Le centre a souligné que « après le départ des avions militaires étrangers des frontières de la Fédération de Russie, les chasseurs russes sont retournés à leur base en toute sécurité, et il n’était pas permis de violer les frontières de l’État. »

« Exercices militaires » massifs

À la fin du mois de juin dernier, l’Ukraine et les États-Unis ont effectué des exercices militaires massifs avec la participation de 30 pays en mer Noire et dans le sud de l’Ukraine, malgré l’objection de la Russie.

L’exercice « Sea Breeze 2021 » est intervenu dans le sillage de l’escalade des tensions entre l’OTAN et Moscou, qui a déclaré qu’elle répondrait, « si nécessaire, pour protéger sa sécurité nationale. »

Les relations entre Kiev et Moscou se sont détériorées après l’annexion de la Crimée et en raison du soutien de la Russie aux séparatistes dans l’est de l’Ukraine.

Les manœuvres ont provoqué une crise latérale entre la Russie et la Grande-Bretagne, Moscou affirmant que les gardes-frontières ont tiré des coups de semonce et des bombes après qu’un navire de guerre britannique a violé les frontières du pays au large de la Crimée, tandis que l’armée britannique a démenti l’affaire, soulignant qu’elle avait pénétré dans une voie de navigation reconnue internationalement.

Plus de domination

La Russie cherche à accroître son hégémonie sur le bassin de la mer Noire en tant que zone vitale garantissant la poursuite de ses intérêts stratégiques, qui se traduisent par de nombreux dossiers tels que les lignes de transport d’énergie, les bases de la flotte militaire, les zones de sécurité et de commerce régionales, et plus d’hégémonie afin d’ouvrir la voie à l’accès à la Méditerranée et d’entraver l’influence de l’OTAN et de l’Occident dans la région.

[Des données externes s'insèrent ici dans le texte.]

PR #377, opened 2020-06-09
RF-18377 Enable GitHub's code scanning feature

jbarber:
Turn on code scanning to see how it works.

### DIFF
--- a/.github/workflows/codeql-analysis.yml
+++ b/.github/workflows/codeql-analysis.yml
@@ -1,0 +1,52 @@
+name: "Code scanning - action"
+
+on:
+  push:
+  pull_request:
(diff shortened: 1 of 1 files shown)


kruszczynski:
It looks like `push` and `pull_request` trigger the checks twice?
Screenshot 2020-06-09 at 12 47 42

jbarber:
@kruszczynski yeah - I presume that's because of the:
```
on:
  push:
  pull_request:
  schedule:
    - cron: '0 10 * * 2'
```

The proposed config came from GH itself, so I presume it's ok to get going with - and I'm not concerned about the cost of GH actions at the moment.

Dans le cadre de ces efforts, la Russie a porté le nombre de sa flotte en mer Noire à 25 000 soldats, 21 grands navires de guerre, 7 sous-marins et 200 navires de soutien, et plus de 28 000 forces navales ont été envoyées dans la région.

Champ de bataille

Le professeur de sociologie politique à l’Université américaine, Said Sadiq, a déclaré que la région de la mer Noire pourrait être le théâtre d’escarmouches telles que l’entrée d’un bateau dans les eaux territoriales ou d’un avion dans l’espace aérien, tout en excluant une guerre pure et simple.

Sadiq a ajouté, dans des déclarations à « Sky News Arabia », que la Russie vise à « geler les conflits » en mer Noire et en Crimée, et non à déclencher une guerre, car Poutine sait qu’en transformant les eaux instables de la mer Noire en un champ de bataille potentiel, il met fin à tout espoir de rétablir les relations avec l’Occident.

Le problème américain

Il a expliqué que la suprématie russe en Europe de l’Est représente un problème politique pour l’administration américaine, car la mer Noire ne peut y pénétrer, bien qu’il s’agisse d’une zone d’intérêts vitaux pour elle.

Il a expliqué que l’Amérique assiège la Russie par d’autres moyens, comme la participation à des projets liés à la mer Noire, afin d’éviter que des concurrents potentiels se transforment en véritables adversaires, et la formation d’alliances régionales contre son hégémonie, ainsi que la prévention de l’expansion de l’influence russe.